__Stored data__:
PR #186, opened 2024-03-05
docs: Add steps for testing with real hw

dashmage:
Check [this link](https://github.com/dashmage/hardware-observer-operator/blob/bseng-2067-documentation/tests/functional/README.md) to see the formatted README page.

### DIFF
--- a/tests/functional/README.md
+++ b/tests/functional/README.md
@@ -1,0 +1,110 @@
+# Functional Tests for the Hardware Observer Charm
+There are 2 main types of functional tests for the Hardware Observer charm - those which depend on real hardware to be present and those that can run without it.
+
+Here, "real hardware" refers to machines that are not VMs or containers and have access to real hardware resources like RAID cards and BMC management tools.
+
+## Hardware Independent Tests
+These are the tests for hardware observer that do not require any real hardware.
+
+Hardware independent tests are run on every PR / weekly scheduled test run. They belong to the `TestCharm` class in the `test_charm.py` module.
+
+These include:
+* Testing whether juju config changes produce the required results
+* Check whether the exporter systemd service starts and stops correctly
+* Test exporter is stopped and related files removed on removal of charm
+
+and more.
+
+Running these tests is as simple as executing the `make functional31` command (for the juju 3.1 tests) or the `make functional` command (for the juju 2.9 tests).
+
+## Hardware Dependent Tests
+These are the tests that depend on real hardware to be executed. This is performed manually when required, for example - validating the charm's full functionality before a new release.
+
+Hardware dependent tests are present in the `TestCharmWithHW` class in the `test_charm.py` module. The pytest marker `realhw` has been added to this class (which would include all the tests in this class).
+
+These tests will only be executed if the `--collectors` option for pytest is provided some value. Otherwise, all these tests are skipped (this is done by checking for the presence of the `realhw` marker mentioned earlier.)
+
+Note: The `test_build_and_deploy` function sets up the test environment for both types of tests.
+
+Some of these tests include:
+* Check if all collectors are detected in the exporter config file
+* Test if metrics are available at the expected endpoint
+* Test if metrics specific to the collectors being tested are available
+
+and more.
+
+In order to run these tests, a couple of prerequisite steps need to be completed.
+1. Setup test environment
+2. Add environment variables for Redfish credentials.
+3. Setup required resource files
+4. Find supported collectors
+
+### 1. Setup test environment
+For the hardware dependent tests, we add the test machine beforehand and the bundle only handles deploying the applications to this machine.
+
+We would need 2 machines which are in the same network. One of them will be bootstrapped as a controller (can be VM or container) for the juju manual cloud we will be creating and the other will be added as a machine into the model.
+
+A basic outline of the steps would look like:
+```
+# Add manual cloud to juju
+$ juju add-cloud manual-cloud --client
+
+Select cloud type: manual
+ssh connection string for controller: user@$IP_CONTROLLER
+
+# Add model and machine
+$ juju add-model test
+
+$ juju add-machine ssh:user@IP_MACHINE_FOR_TESTING
+```
+
+### 2. Add environment variables for Redfish credentials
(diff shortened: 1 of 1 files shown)


tests/functional/README.md
```diff
@@ -0,0 +1,106 @@
...
+In order to run these tests, a couple of prerequisite steps need to be completed.
+1. Setup test environment
+2. Add environment variables for Redfish credentials.
+3. Setup required resource files
+3. Provide collectors to pytest.
+
+### 1. Setup test environment
+For the hardware dependent tests, we add the test machine beforehand and the bundle only handles deploying the applications to this machine.
+
+We would need 2 machines which are in the same network. One of them will be bootstapped as a controller (can be VM or container) for the juju manual cloud we will be creating and the other will be added as a machine into the model.
```
rgildein, line 45: bootstapped -> bootstrapped

tests/functional/README.md
```diff
@@ -0,0 +1,106 @@
...
+### 4. Provide collectors to pytest
+All the collectors supported by the machine need to be provided to pytest as part of its CLI arguments.
+
+This is done by passing the required collectors in a space-separated manner via the `FUNC_ARGS` environment variable to the make target.
+
+---
+
+### Running the tests
+
+After ensuring the prerequiste steps are complete, the final command to run the tests would look something like this:
```
rgildein, line 88: prerequiste -> prerequisite

tests/functional/README.md
```diff
@@ -0,0 +1,106 @@
...
+* Test if metrics are available at the expected endpoint
+* Test if metrics specific to the collectors being tested are available
+
+and more.
+
+In order to run these tests, a couple of prerequisite steps need to be completed.
+1. Setup test environment
+2. Add environment variables for Redfish credentials.
+3. Setup required resource files
+3. Provide collectors to pytest.
```
rgildein, line 40:
```suggestion
4. Provide collectors to pytest.
```
or you can use `1.` everywhere, if I'm correct.

tests/functional/README.md
```diff
@@ -0,0 +1,106 @@
+# Functional Tests for the Hardware Observer Charm
+There are 2 main types of functional tests for the Hardware Observer charm - those which depend on real hardware to be present and those that can run without it.
+
+Here, "real hardware" refers to machines that are not VMs or containers and have access to real hardware resources like RAID cards and BMC management tools.
+
+## Hardware Independent Tests
+These are the tests for hardware observer that do not require any real hardware.
+
+Hardware independent tests are run on every PR/ weekly scheduled test run. They belong to the `TestCharm` class in the `test_charm.py` module.
```
rgildein, line 9:
```suggestion
Hardware independent tests are run on every PR / weekly scheduled test run. They belong to the `TestCharm` class in the `test_charm.py` module.
```

tests/functional/README.md
```diff
@@ -0,0 +1,106 @@
...
+
+These include:
+* Testing whether juju config changes produce the required results
+* Check whether the exporter systemd service starts and stops correctly
+* Test exporter is stopped and related files removed on removal of charm
+
+and more.
+
+Running these tests is as simple as executing the `make functional31` command (for the juju 3.1 tests).
```
rgildein, line 18: I think we should provide also `make functional` here.

tests/functional/README.md
```diff
@@ -0,0 +1,106 @@
...
+
+## Hardware Independent Tests
+These are the tests for hardware observer that do not require any real hardware.
+
+Hardware independent tests are run on every PR/ weekly scheduled test run. They belong to the `TestCharm` class in the `test_charm.py` module.
+
+These include:
+* Testing whether juju config changes produce the required results
+* Check whether the exporter systemd service starts and stops correctly
+* Test exporter is stopped and related files removed on removal of charm
```
rgildein, line 14: If I'm correct, we are testing also relations with grafana-agent, or not?

tests/functional/README.md
```diff
@@ -0,0 +1,106 @@
...
+
+and more.
+
+In order to run these tests, a couple of prerequisite steps need to be completed.
+1. Setup test environment
+2. Add environment variables for Redfish credentials.
+3. Setup required resource files
+3. Provide collectors to pytest.
+
+### 1. Setup test environment
```
jneo8, line 42: **nitpick:** 

I suggest to move this **how to** to another doc file, which make user more easy to follow.

jneo8 (changes requested):

tests/functional/README.md
sudeephb, line 40: Nitpick:
Is this really a pre requisite? I feel it is the step to actually run the tests, so it can be dropped from the prerequisite steps list.
And, of course, if we're keeping it, it needs to be `4.` :D

dashmage: Or I'll leave `3.` everywhere :wink:

tests/functional/README.md
dashmage: We do relate with grafana-agent but there's one this one test where we verify in `test_build_and_deploy` whether the charm is blocked before the relation and active after it.

dashmage: I also didn't want to leave a list of all tests but just a sample so anyone reading would get an idea about what kind of test are covered by hardware dependent/ independent tests.

tests/functional/README.md
dashmage: I believe you have the right idea but since each of the subheadings don't have a lot of content, it seems okay to leave it in the same document IMO. If the content is less, I think it makes it easy for the user to have all info in one place. But if the steps do start getting bigger or there's a lot more steps, it makes sense to put all of it into a separate doc.

Thanks for the suggestion!

tests/functional/README.md
dashmage: Good point, that does not read like a prerequisite but actual implementation. The prerequisite should really be: `Find available collectors` which we would need to know beforehand. These collectors could then be used while running the pytest command. I'll make the required changes :smile:

rgildein (approved):

sudeephb (approved):
LGTM, thanks

Pjack (approved):

jneo8 (approved):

__Brief__: Using the records above, repeat exactly the lines from the first one through the line with "--- a/tests/functional/README.md".

__Written reply__:
PR #186, opened 2024-03-05
docs: Add steps for testing with real hw

dashmage:
Check [this link](https://github.com/dashmage/hardware-observer-operator/blob/bseng-2067-documentation/tests/functional/README.md) to see the formatted README page.

### DIFF
--- a/tests/functional/README.md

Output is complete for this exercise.